Mike Okuda was initially a little reluctant when he first heard that this was bring done, but when he learned the spirit of the effort, his opinion changed. The producers involved in the effort are not concerned about a backlash, because they’re “taking every effort to do it appropriately.” For example, they’ve spent hours discussing whether or not to do certain changes, so they’re being very careful.
All 79 episodes are being done, plus the pilot. 35-40 episodes will be done for weekly broadcast syndication airing this year, and another 35-40 for next year. The entire length of the episode is being done, not just the 43-minute syndication length (broadcast stations choose how much they wish to show of the episode). There are somewhere between 15-70 effects shots per episode, and the total length of enhanced footage per episode could be as little as a minute and a half (depending on the episode).
Masters are apparently being created in both 4×3 and 16×9. [Editor’s Note: We’re working to determine EXACTLY what this means, and how the specific footage is being handled.] Eventually, the producers expect that there will be a DVD release of the new versions [and presumably high-definition HD-DVD and Blu-ray Disc versions as well], but not right away, as it’s going to take at least a year to get all the work on all the episodes done.
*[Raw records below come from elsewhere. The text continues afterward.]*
PR #3932, opened 2021-08-28
[CMLIB] Registry transactional writes.

mrmks04:
## Purpose

Implemented restore registry from log file

JIRA issue: [CORE-6762](https://jira.reactos.org/browse/CORE-6762)

## Proposed changes

- Changed create flags for log files
- Changed log write function

PR #4571, opened 2022-07-03
[NTOS:CM] Implement registry validation checks & registry healing

GeoB99:
`CmCheckRegistry` is a vital kernel routine that provides the brains and heart mechanism of registry validation, namely the CM hive, the hive and corresponding bins and cells and whatnot. `CmCheckRegistry` comes into action when logs have been replayed and more specifically when certain actions have occurred such as hive initialization, key flushing, key saving, key restoring and whatnot.

`CmCheckRegistry` is an essential routine that provides the bulk of registry healing and a piece of puzzle among others to achieve that. This routine works dependently based upon a bit flag that is passed to **Flags** parameter. The following flags are:
- **CM_CHECK_REGISTRY_DONT_PURGE_VOLATILES** -- Don't do any volatile purges
- **CM_CHECK_REGISTRY_PURGE_VOLATILES** -- Purge out volatile information data from a registry hive, on-demand
- **CM_CHECK_REGISTRY_BOOTLOADER_PURGE_VOLATILES** -- Purge out bootloader related volatile data, whatever that is
- **CM_CHECK_REGISTRY_VALIDATE_HIVE** -- Perform hive validation checks and thorough analyzing of hive's bins and cells, `HvValidateHive` will be triggered in this case
- **CM_CHECK_REGISTRY_FIX_HIVE** -- Fix a broken registry hive on-demand. This flag is typically used by an offline registry repair tool such as **ReactOS Check Registry Utility**, where one could repair a hive without the need to boot the ReactOS Usetup to repair it.

`CmCheckRegistry` performs the following actions in this strict order:
- Validate the hive if requested by submitting the **CM_CHECK_REGISTRY_VALIDATE_HIVE** flag, from there each bin internal structure header is validated for correctness (non-corrupt), size and if it's mapped, that cells sizes make sense and cells pointers, etc.
- Validate and analyze the security descriptor of each hive block, in accordance with the requirements imposed by the Security subsystem (aka Se) with `RtlValidSecurityDescriptor` routine. A security descriptor that went to shit will be reported as such and security information will be defaulted accordingly. From there, security caching comes into play.
- Perform deep recursive registry checking, the key is also validated. Lexicographical order is also validated. 

KVM https://reactos.org/testman/compare.php?ids=85306,85313

## TODO
For the last point, apparently there's quite some stuff in our Configuration Manager of the kernel that are a stub or barely implemented at all in the kernel, namely map view of hives and security caching support and stuff. All of this further work has to be shipped separately in different PRs.

- [x] Implement `HvValidateHive`
- [x] Implement `HvValidateBin`
- ~~[ ] Implement security descriptor validation~~ (to be implemented on a separate PR in the future)
- [x] Implement deep checking of the registry
- [x] Implement key validation, value lists, lexicographical order, etc
- [x] Implement registry self healing (`CmSelfHeal` and `CmpBootType` switch indicators)
- [x] Implement bootloader hive healing & recovery
- [x] Implement log transaction & other necessary code
- [x] Fix registry lazy flushing (merged separately in #4955)
- [x] Do more investigations for missing implementations of stuff in Configuration Manager that prevent the further progress of the implementation of registry checking itself
- [x] Run testbot / perform further tests
- [x] Fix / work around freeldr size issue on x64

**JIRA Issues:** [CORE-9195](https://jira.reactos.org/browse/CORE-9195), [CORE-6762](https://jira.reactos.org/browse/CORE-6762), [CORE-18303](https://jira.reactos.org/browse/CORE-18303), [CORE-19207](https://jira.reactos.org/browse/CORE-19207)


HBelusca:
It could be of interest to move the cmcheck file (+ the associated defines) in the cmlib instead. The reasons:
- it's going to be used in the bootloader (for fixing the SYSTEM hive);
- it's of course also used in the kernel;
- it would help in testing the code in user-mode (and debugging it with e.g. VS or whatever);
- it would help in creating an offline registry repair tool, similar to Windows' chkreg.exe : https://www.microsoft.com/en-us/download/details.aspx?id=20068

HBelusca:
Build has been fixed. I let you re-order + squash the commits as needed:
- the ` [CMLIB][NTOS:CM] Deduplicate other common definitions between CMLIB and the NTOS CM` commit must be moved at the very first position, and never be squashed (ideally it should be committed in master right now);
- the ` ** TO BE SQUASHED **` commit should be squashed with your current last commit `Implement registry check validation".

sdk/lib/cmlib/cmcheck.c
```diff
@@ -0,0 +1,62 @@
...
+#endif
+
+    /*
+     * Obtain the hive and check if the caller wants
+     * that the hive has to be validated.
+     */
+    Hive = GET_HHIVE(RegistryHive);
+
+    UNREFERENCED_PARAMETER(CmStatusCode);
+    UNREFERENCED_PARAMETER(Hive);
```
HBelusca, line 57: These two lines have been added to fix the build for now. When you implement the "TODO" and therefore, use those variables, these `UNREFERENCED_PARAMETER` should go away.

sdk/lib/cmlib/cmcheck.c
```diff
@@ -0,0 +1,62 @@
...
+#include "cmlib.h"
+#define NDEBUG
+#include <debug.h>
+
+/* DEFINES  ******************************************************************/
+
+#define GET_HHIVE(CmHive)   (&((CmHive)->Hive))
+
+#if !defined(CMLIB_HOST) && !defined(_BLDR_)
+extern PCMHIVE CmiVolatileHive;
```
HBelusca, line 19: Since that variable is used only once only there, it's cleaner to put it there, instead of polluting the global cmlib header with it.

sdk/lib/cmlib/cmcheck.c
```diff
@@ -0,0 +1,236 @@
...
+
+    return CM_CHECK_REGISTRY_GOOD;
+}
+
+CM_CHECK_REGISTRY_STATUS
+NTAPI
+HvValidateHive(
+    _In_ PHHIVE Hive)
+{
+    ULONG CmStatusCode;
```
HBelusca, line 142:
```suggestion
    CM_CHECK_REGISTRY_STATUS CmStatusCode;
```

sdk/lib/cmlib/cmlib.h
```diff
@@ -500,6 +532,34 @@ CmPrepareHive(
 
 /* NT-style Public Cm functions */
 
+//
+// Check Registry Routines
+//
+BOOLEAN
+NTAPI
+CmpValidateSDsOfHive(
```
HBelusca, line 540: If this function is going to be used only within cmcheck.c, then it doesn't need to be present in this global header.

sdk/lib/cmlib/cmcheck.c
```diff
@@ -0,0 +1,236 @@
...
+    ASSERT(Bin);
+    ASSERT(Hive);
+    ASSERT(StorageLength != 0);
+
+    /*
+     * The block offset is the current storage space
+     * times the block size.
+     */
+    FileOffset = Hive->Storage[StorageIndex].Length *
+                 HBLOCK_SIZE;
```
HBelusca, line 61:
```suggestion
    FileOffset = Hive->Storage[StorageIndex].Length * HBLOCK_SIZE;
```

sdk/lib/cmlib/cmcheck.c
```diff
@@ -0,0 +1,236 @@
...
+    PHCELL Cell, Basket;
+
+    /* Sanity checks */
+    ASSERT(Bin);
+    ASSERT(Hive);
+    ASSERT(StorageLength != 0);
+
+    /*
+     * The block offset is the current storage space
+     * times the block size.
```
HBelusca, line 58: I guess we could have understood that by just reading the formula 🤣

sdk/lib/cmlib/cmcheck.c
```diff
@@ -0,0 +1,341 @@
...
+     * Begin looping and validate each subkey now.
+     * From there we also check the order consistency
+     * (aka lexicographical order).
+     */
+    ParentCell = RootCell;
+    Sibling = HCELL_NIL;
+    for (SubKeyIndex = 0; SubKeyIndex < RootNode->SubKeyCounts[Stable]; SubKeyIndex++)
+    {
+        /* Obtain the subkey at the index we're in */
+        SubKeyCell = CmpFindSubKeyByNumber(Hive, RootNode, SubKeyIndex);
```
HBelusca, line 89: Not sure you can use this function. It expects that the referenced data is valid (and would assert/crash if not); however here, we are validating and repairing possibly corrupted data.

sdk/lib/cmlib/cmcheck.c
```diff
@@ -0,0 +1,341 @@
...
+    }
+
+    /*
+     * Begin looping and validate each subkey now.
+     * From there we also check the order consistency
+     * (aka lexicographical order).
+     */
+    ParentCell = RootCell;
+    Sibling = HCELL_NIL;
+    for (SubKeyIndex = 0; SubKeyIndex < RootNode->SubKeyCounts[Stable]; SubKeyIndex++)
```
HBelusca, line 86: Are you sure the SubKeyCounts contents is valid? etc. (recall that we repair the hive, so its yet-non-validated data has to be considered as potentially invalid/corrupted).

sdk/lib/cmlib/cmcheck.c
```diff
@@ -0,0 +1,341 @@
...
+
+    FileOffset = Hive->Storage[StorageIndex].Length * HBLOCK_SIZE;
+
+    /* Ensure that this bin we got has valid header */
+    if (Bin->Signature != HV_HBIN_SIGNATURE ||
+        Bin->Size > StorageLength ||
+        Bin->FileOffset != FileOffset)
+    {
+        DPRINT1("HvValidateBin(): The bin's header is corrupt!\n");
+        return CM_CHECK_REGISTRY_BIN_HEADER_CORRUPT;
```
HBelusca, line 159: When is the repair done?

binarymaster:
```
D:\a\reactos\reactos\src\boot\freeldr\freeldr\ntldr\registry.c(275): error C4312: 'type cast': conversion from 'ULONG' to 'PULONG' of greater size
```
MSVC x64 not happy.

boot/freeldr/freeldr/ntldr/wlregistry.c
```diff
@@ -141,7 +141,7 @@ WinLdrInitSystemHive(
     }
 
     /* Import what was loaded */
-    Success = RegImportBinaryHive(VaToPa(LoaderBlock->RegistryBase), LoaderBlock->RegistryLength);
+    Success = RegImportBinaryHive(LoaderBlock);
```
HBelusca, line 144: This was originally done such that registry.c doesn't depend on the rest of definitions needed for the whole LOADER_PARAMETER_BLOCK structure. So please revert.
Also, what happens to the `RegistryLength` value now?

boot/freeldr/freeldr/ntldr/registry.c
```diff
@@ -89,11 +111,362 @@ RegImportBinaryHive(
...
+ *
+ * @return
+ * Returns TRUE if data copying has succeeded without
+ * problems, FALSE otherwise.
+ */
+BOOLEAN
+RegCopyDataFromSystemLog(
+    _In_ PHBASE_BLOCK LogBaseBlock,
+    _In_ ULONG HiveLength,
+    _In_ PUCHAR SystemHive,
```
HBelusca, line 249: Please use PVOIDs.

boot/freeldr/freeldr/ntldr/registry.c
```diff
@@ -89,11 +111,362 @@ RegImportBinaryHive(
...
+     * we can read the dirty vector
+     * and write up data to the hive after
+     * the header.
+     */
+    HeaderSize = ROUND_UP(HV_LOG_HEADER_SIZE, LogBaseBlock->Cluster * HSECTOR_SIZE);
+    Offset = LogBaseBlock->Cluster * HSECTOR_SIZE;
+    Offset = ROUND_UP(Offset, HeaderSize);
+
+    /* Now check the dirty vector signature */
+    DirtyVector = *((PULONG)(SystemLog + Offset));
```
HBelusca, line 273: `(ULONG_PTR)SystemLog + Offset` etc.

GeoB99:
As of right now, most of TODOs in this PR are finally done and it should be ready for testing and whatnot. Here's a list of proposed changes:

- Don't queue the registry lazy flusher during a registry unlocking operation. This fixes a bug with the lazy flusher not working properly (actually, not flushing the registry at all). It didn't work for almost a decade.
- Implemented the registry validation function, aka `CmCheckRegistry`. The heart of registry checks algorithms, it also performs registry repairing if needed.
- Implemented registry self-healing routines, mostly needed for `CmCheckRegistry`.
- Move the `CmCheckRegistry` function to our dedicated ReactOS Configuration Manager Library (CMLIB). This allows the function to be exported to user mode as well, such as developing an offline registry repairing tool and whatnot.
- Removed the `CmPrepareHive` hack which purged volatile data in an improper way. Instead use `CmCheckRegistry` which purges volatiles more correctly.
- Slight refactoring of `HvInitialize` (thanks to the point above)
- Perform registry validation checks against the SYSTEM hive on FreeLdr. Perform repairing procedures if need be. Also the necessary algorithms to recover the SYSTEM hive using its respective LOG in case it's too corrupt is also implemented, so that FreeLdr can do a "boot recover". 
- Enable & implement log transaction writes (the initial work is an inspiration from PR #3932, I'd like to honor @mrmks04 for being an awesome guy). I have made some code tweaks as well as continuing the work.
- Document the code and other parts of CMLIB.
- Etc.

Now ReactOS provides some resilience and basic protection against the most usual registry corruptions. Namely, the infamous CTRL+ALT+DEL dialog box during boot-up should no longer occur on first time clean installation of the system **(1)** thanks to the lazy flusher working again. 

With the help of hive LOGs and system recovery algorithms, ReactOS should be able to recover a broken hive by obtaining data from a LOG. If the LOG is corrupt too, the system will perform resuscitation at the desperation attempt to heal the system, at the cost of data loss. If the SYSTEM hive is too corrupt, FreeLdr will recover it from a LOG.

By the end of this month as well as the whole November will be a test-fest time. So I'll be asking if you guys can give it a shot. This should help me understanding how effective is registry resiliency and catching bugs.

## IMPORTANT NOTES (READ THIS MY FELLOW DUMMY HUMAN)

1* --  While the CTRL+ALT+DEL dialog box should no longer appear, it's still possible to get it if one happens to force reboot the system too early when the desktop taskbar isn't even displayed. It's because this phenomena isn't a registry corruption per se but rather the local user profile wasn't even prevent physically on the registry hive file.

Technically speaking, the registry is loaded in memory (aka your RAM) from registry hives and the local user profile is created on first clean installation. The user profile, since still residing in memory, it hasn't been flushed to disk yet and first lazy flushing kicks in after 5 seconds. This is the normal behavior of the lazy flusher. Once 5 seconds have elapsed (the moment ROS is on desktop) it will flush NTUSER.DAT hive to disk, preserving the local profile. On Windows they implement local profile restoration/recreation on either MSGINA or USERENV, whichever of these two components.

Furthermore, **REACTOS IS STILL PRONE TO REGISTRY FS CORRUPTIONS**! That is, if a registry hive is corrupt down to filesystem level, the registry self-healing mechanisms won't be able to recover it. This only can be helped with a FS that has journaling and/or TxR like NTFS and BTRFS (unfortunately the BTRFS boot on ROS has currently regressed). FASTFAT with CHKDSK may probably help fixing a corrupted file down to FS level.

binarymaster:
> I have made some code tweaks as well as continuing the work.

Does that mean #3932 will be superseded by this PR?

GeoB99:
> > I have made some code tweaks as well as continuing the work.
> 
> Does that mean #3932 will be superseded by this PR?

Yes.

binarymaster:
> Yes.

No way to rebase anything on top of it, so it could be merged as well? It would be an overkill probably though...

sdk/lib/cmlib/hivecell.c
```diff
@@ -5,10 +5,22 @@
  *            Copyright 2001 - 2005 Eric Kohl
  */
 
+/* INCLUDES *****************************************************************/
+
 #include "cmlib.h"
```
JoachimHenze, line 10: Which purpose does this added comment have? Is the additional "s" after "include" followed by 66 stars really adding any value? I mean: Look what the first word at line 10 is telling you what is comming next... Surprise: The includes.

boot/freeldr/freeldr/ntldr/registry.c
```diff
@@ -89,11 +111,363 @@ RegImportBinaryHive(
...
+    /* Allocate and initialize the hive */
+    CmSystemHive = FrLdrTempAlloc(sizeof(CMHIVE), 'eviH');
+    Success = RegInitializeSystemHive(CmSystemHive, ChunkBase);
+    if (!Success)
+    {
+        /*
+         * The SYSTEM hive is corrupt. Recover
+         * it with the SYSTEM log that we have
+         * at disposal. Free the system hive buffer
+         * first.
```
JoachimHenze, line 435: A general note: I won't highlight this everywhere, but when scrolling through your code I do often think that your code would be better readable if you would avoid a few line-breaks here and there within your comments.
Don't get me wrong: Commenting is good, but being too excessive and consuming too many lines with it will make less **actual code** fit to the screen, which makes it harder for readers to grasp the wider context of things.
Please take that thought with you for future PRs.

ntoskrnl/config/cmlazy.c
```diff
@@ -9,7 +9,7 @@
 /* INCLUDES *******************************************************************/
 
 #include "ntoskrnl.h"
-#define NDEBUG
+//#define NDEBUG
```
JoachimHenze, line 12: intended? Or leftover?

ntoskrnl/config/cmlazy.c
```diff
@@ -100,7 +100,7 @@ CmpDoFlushNextHive(_In_  BOOLEAN ForceFlush,
             /* Use another lazy flusher for this hive */
             ASSERT(CmHive->FlushCount == CmpLazyFlushCount);
             *DirtyCount += CmHive->Hive.DirtyCount;
-            DPRINT("CmHive %wZ already uptodate.\n", &CmHive->FileFullPath);
+            DPRINT("CmHive %wZ already up to date.\n", &CmHive->FileFullPath);
```
JoachimHenze, line 103: superfluous change. Addressing this and my comment above would allow you to not touch that file at all!

ntoskrnl/config/cmsysini.c
```diff
@@ -1329,8 +1336,19 @@ CmpLoadHiveThread(IN PVOID StartContext)
...
             //}
 
-            /* Another thing we don't support is NTLDR-recovery */
-            if (CmHive->Hive.BaseBlock->BootRecover) ASSERT(FALSE);
+            /*
+             * FreeLdr has recovered the hive. We have
+             * to flush every dirty data that's been
+             * written to the hive by FreeLdr to
+             * the backing storage.
+             */
```
JoachimHenze, line 1344: you are wasting many lines with your commenting style of "beginning and ending each comment on its own line".

sdk/lib/cmlib/cmcheck.c
```diff
@@ -0,0 +1,1800 @@
...
+    {
+        ChildString.Buffer = &(ChildNode->Name[0]);
+        ChildString.Length = ChildNode->NameLength;
+        ChildString.MaximumLength = ChildNode->NameLength;
+        Result = CmpCompareCompressedName(&ChildString,
+                                          SiblingNode->Name,
+                                          SiblingNode->NameLength);
+        if (Result <= 0)
+        {
+            DPRINT1("CmpValidateLexicalOrder(): The compressed sibling node name is lesser or equal to that of the child!\n");
```
JoachimHenze, line 154: By grepping your code for !\n and counting the results you will see how many bytes you are wasting. Also long lines make it more likely to generate line-breaks in the logoutput due to limited window size, making the log harder to read. Each logged char consumes time and bytes. I would recommend stripping all your ! at the end of log lines therefore.

sdk/lib/cmlib/cmcheck.c
```diff
@@ -0,0 +1,1800 @@
...
+             * is still here. We cannot trust it so ultimately the
+             * value will be killed.
+             *
+             * CASE DataSize > 0:
+             *
+             * - This registry hive still has some data as the length
+             * tells us but we want to be sure this kind of data is
+             * not "cancerous", aka, is the cell allocated?
+             *
+             */
```
JoachimHenze, line 436: One superfluous line even in your commenting style. At least 3 too much for my style.

sdk/lib/cmlib/cmcheck.c
```diff
@@ -0,0 +1,1800 @@
...
+                 * damage done to the root is catastrophically
+                 * fatal.
+                 */
+                if (CurrentCell == RootCell)
+                {
+                    /*
+                     * IT IS THE ROOT!!! There's no hope for
+                     * this registry hive, it will go straight
+                     * to hell.
+                     */
```
JoachimHenze, line 1323: Nobody would miss that entire 5lines comment block. It doesn't transport any meaning that wouldn't be obvious already by the surrounding debug-prints and all the surrounding code.

sdk/lib/cmlib/cmcheck.c
```diff
@@ -0,0 +1,1800 @@
...
+                /* Assign the prior sibling for upcoming iteration */
+                WorkState[StackDepth - CMP_PRIOR_STACK].Sibling = CurrentCell;
+            }
+        }
+
+        /* Obtain a node for this key */
+        KeyNode = (PCM_KEY_NODE)HvGetCell(Hive, CurrentCell);
+        if (!KeyNode)
+        {
+            /* We couldn't be able to get the node, bail out */
```
JoachimHenze, line 1406: superfluous comment. Try to comment less! Focus on the "why" and not the "what". Especially when the "what" is obvious.

sdk/lib/cmlib/cmheal.c
```diff
@@ -0,0 +1,913 @@
+/*
+ * PROJECT:     ReactOS Kernel
+ * LICENSE:     GPL-2.0-or-later (https://spdx.org/licenses/GPL-2.0-or-later)
+ * PURPOSE:     Configuration Manager Library - Registry Self-Heal Routines
+ * COPYRIGHT:   Copyright 2022 George Bișoc <george.bisoc@reactos.org>
+ */
+
+/* INCLUDES ******************************************************************/
```
JoachimHenze, line 8: <sarcasm> Thank god this received a comment, people might have searched for the includes at the end of the file otherwise! </sarcasm> I don't want to troll, I want to open your eyes what others might be thinking when reading such verbosely commented code.

sdk/lib/cmlib/cmheal.c
```diff
@@ -0,0 +1,913 @@
...
+{
+    PCM_KEY_INDEX Leaf;
+    PCM_KEY_FAST_INDEX FastIndex;
+    HCELL_INDEX LeafCell;
+    ULONG RootCountIndex;
+    ULONG LeafCountIndex;
+
+    PAGED_CODE();
+
+    /* Sanity check */
```
JoachimHenze, line 184: Have seen that exact kind of comment several times. Superfluous. An assert at a non-empty function: What else than a sanity check should that be?

sdk/lib/cmlib/cmheal.c
```diff
@@ -0,0 +1,913 @@
...
+    _In_ HCELL_INDEX TargetKey,
+    _In_ HCELL_INDEX ParentKey)
+{
+    PCM_KEY_INDEX KeyIndex;
+    PCM_KEY_NODE KeyNode;
+    BOOLEAN ParentRepaired;
+
+    PAGED_CODE();
+
+    DPRINT1("CmpRepairParentKey(): HIVE DAMAGED!!! Attempting repair...\n");
```
JoachimHenze, line 439: Why 3 (and not 7) exclamation marks?

sdk/lib/cmlib/cmheal.c
```diff
@@ -0,0 +1,913 @@
...
+BOOLEAN
+CMAPI
+CmpRepairKeyNodeSignature(
+    _Inout_ PHHIVE Hive,
+    _In_ HCELL_INDEX CurrentCell,
+    _Inout_ PCELL_DATA CellData)
+{
+    PAGED_CODE();
+
+    DPRINT1("CmpRepairKeyNodeSignature(): HIVE DAMAGED!!! Attempting repair...\n");
```
JoachimHenze, line 607: Same here: global text replacement !!! -> ! recommended.

sdk/lib/cmlib/cmlib.h
```diff
@@ -202,13 +205,75 @@
...
+#define CM_CHECK_REGISTRY_CORRUPT_SUBKEYS_INDEX        7010
+#define CM_CHECK_REGISTRY_BAD_SUBKEY_COUNT             7015
+#define CM_CHECK_REGISTRY_KEY_INDEX_CELL_UNALLOCATED   7020
+#define CM_CHECK_REGISTRY_CORRUPT_LEAF_ON_ROOT         7025
+#define CM_CHECK_REGISTRY_CORRUPT_LEAF_SIGNATURE       7030
+#define CM_CHECK_REGISTRY_CORRUPT_KEY_INDEX_SIGNATURE  7035
+
+//
+// Check Registry success macro
+//
```
JoachimHenze, line 274: You do use CPP style comments here, although that is C code otherwise. I do **not** criticize that.
But it makes me wonder why you don't use the CPP style comments everywhere then? They would allow many of your comments to be written in a more compact manner.

sdk/lib/cmlib/hiveinit.c
```diff
@@ -332,20 +437,34 @@ HvpInitializeMemoryHive(
...
- * @name HvpInitializeFlatHive
+ * @brief
+ * Initializes a hive descriptor for an already loaded hive
+ * that is stored in memory. This descriptor serves to denote
+ * such hive as being "flat", that is, the data and properties
+ * can be only read and not written into.
+ *
+ * @param[in] Hive
+ * A pointer to a registry hive descriptor where
+ * the internal structures field are to be initialized
```
JoachimHenze, line 448: field -> field**s**

sdk/lib/cmlib/hiveinit.c
```diff
@@ -357,98 +476,651 @@ HvpInitializeFlatHive(
...
     Result = Hive->FileRead(Hive,
                             HFILE_TYPE_PRIMARY,
-                            &Offset,
+                            &FileOffset,
                             BaseBlock,
                             Hive->Cluster * HSECTOR_SIZE);
+    if (!Result)
+    {
+        /*
+         * Don't assume the hive is ultiamtely destroyed
```
JoachimHenze, line 564: ultiamtely -> ultimately

sdk/lib/cmlib/hiveinit.c
```diff
@@ -357,98 +476,651 @@ HvpInitializeFlatHive(
...
+                             HFILE_TYPE_LOG,
+                             &FileOffset,
+                             DirtyVector,
+                             HSECTOR_SIZE);
+    if (!Success)
+    {
+        /*
+         * We failed? See if self-heal mode is
+         * enabled on this system.
+         */
```
JoachimHenze, line 899: again a 4 line-comment-block that does not add **any** information at all. Strip it, help your readers and their mousewheels.

ntoskrnl/config/cmlazy.c
GeoB99: Intended, as it enables verbose debugging of the lazy flusher since it's now in action after a couple of years not doing anything so it's best to examine the behavior of the lazy flusher as ROS matures with time, until it'll be disabled back.

ntoskrnl/config/cmsysini.c
GeoB99: Have you bothered to check other parts of the kernel where multi-line comments (e.g. https://github.com/reactos/reactos/blob/master/ntoskrnl/ob/obname.c#L234 and etc) before calling it "your commenting style" before reviewing?

sdk/lib/cmlib/hivecell.c
GeoB99: I have the feeling that you clearly have no idea what you're actually reviewing which, granted some reviews may make sense but most of them are just unnecessary noise. Here's a following list of links:

https://github.com/reactos/reactos/blob/master/ntoskrnl/ob/obsecure.c
https://github.com/reactos/reactos/blob/master/boot/freeldr/freeldr/freeldr.c
https://github.com/reactos/reactos/blob/master/base/system/winlogon/winlogon.c
https://github.com/reactos/reactos/blob/master/base/services/shsvcs/shsvcs.c
https://github.com/reactos/reactos/blob/master/drivers/filesystems/ntfs/btree.c
(and so on)

And we have been following such style for ages and nobody has questioned it. I am going to say it for the last time, think twice before reviewing.

JoachimHenze: https://reactos.org/wiki/Coding_Style dosn't mention or enforce anything like that. Other places having chosen questionable practices is not requiring you or should encourage you to do the same.
Nevertheless most other code that you pointed to doesn't suffer as much from commentitis as it is the case for the code that is under review here.
People nitpicking mostly about comments is a logical consequence when >50% of the proposed code-changes do consist of comments just.
But let's not fight, instead please take away something for the future from this discussion.

ntoskrnl/config/cmsysini.c
JoachimHenze: Same thing: Other places do not comment as verbosely as you do. I do not really care about the style of your commenting, but I am ciriticizing the sheer amount of comments in relation to the code in your PR. So I added some specific suggestions about how you could improve. You can chose other ways to reduce their amount, I don't really care how you decide to improve, I do just point to the fact that you comment too excessively.
You should ask yourself the question for each and every comment that you put into your code:
Does it really help others to better understand the code? Does it really add some value? Or is it it just saying the same thing that can be easily seen by anybody just looking at the code directly.

Writing too many comments is a bad practice in the same way as writing too much code is. For the same reason: both is error-prone and each line you write today will get viewed/reviewed/changed and later updated a thousand times by others. So what you add, should really offer some value.
It is definitely no good idea to comment each and every line of code you write!

tkreuzer:
This still breaks freeldr on x64 due to size issues. My suggestion to fix this:
1. Move newly added functions in "[SDK][CMLIB] Implement log transaction writes & Resuscitation" to a separate file, comment out their call for amd64 for now
2. Do the same thing for "[FREELDR] Implement SYSTEM hive recovery at bootloader level & use CmCheckRegistry for registry validation"
This should be a temporary hack and later superceded with a dll loaded by freeldr, preferably containing all ntldr code. This should fix size issues once and for all.
Also I would appreciate if you could move all formatting changes to existing code into a separate commit. That would make reviewing easier.
Another thing would be to split off the code up to "[NTOS:CM] Don't lazy flush the registry during unlocking operation" into a separate PR, which IIUC should fix the main issue we have and should be good to merge straight away.

SergeGautherie:
'help wanted': What kind of help are you looking for?

GeoB99:
It's been finally merged. I want to thank @mrmks04, @HBelusca, testers and everybody who helped in and made this possible!

JoachimHenze:
Attention: This PR introduced regression:
https://jira.reactos.org/browse/CORE-19337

The original versions of the episodes will continue to be available on TV Land and G4, and the previously-released DVDs will continue to be available. The new versions will be seen only in broadcast syndication for at least the next year or so, and will air as they’re completed. The new versions can’t be shown on cable until all the episodes are done, as cable syndication deals are made in “strip” packages (meaning entire runs of episodes – complete seasons or entire series). The original film masters of all the episodes will be preserved.
The episodes will be seen on more than 200 stations around the country, starting on September 19th. In terms of which specific stations will be showing the new versions, The Original Series is apparently replacing Enterprise in syndication. So if your local station has been showing Enterprise in recent months, that station will now be showing the new enhanced Original Series episodes. Enterprise is being moved to strip syndication on Sci-Fi Channel and HDNet. Star Trek.com will be posting a list of every market in the country where you can see the new episodes soon. Promotion/advertising for the newly-enhanced Star Trek is expected to begin this week.
Not all of the broadcast stations will be able to transmit the episodes in full HD. Regardless, they’ll be shown in the original 4×3 aspect ratio (presumably with black bars on the sides for digital broadcasts). It’s up to the affiliates as to whether they’ll show the episodes in true HD. Apparently, many stations don’t have the harddisc capacity to store pre-recorded syndicated episodes in full high-def (broadcast stations that do HD mostly just do it live, or simply re-transmit network HD broadcasts). The hope is that will change over time, as stations upgrade their equipment.
The first few episodes to be shown will include Balance of Terror, Journey to Babel, Mirror, Mirror and The Menagerie, Parts 1 & 2. FYI, Doomsday Machine is scheduled for the “second” broadcast season next year (as we said, there are going to be two 35-40 episode seasons).
The preliminary decision to enhance The Original Series was made in January. The final decision was made in March, and planning began shortly thereafter. The actual production work began much more recently. FYI, there are no plans at this point to do anything similar with the other Trek series.
And that’s about it for now. We’re hoping to ask some more specific follow-up questions – particularly questions related to the eventual DVD, HD-DVD and Blu-ray Disc release plans (and the way the aspect ratio is being handled in the production) – in the near future. We’ll be sure to keep you up to date.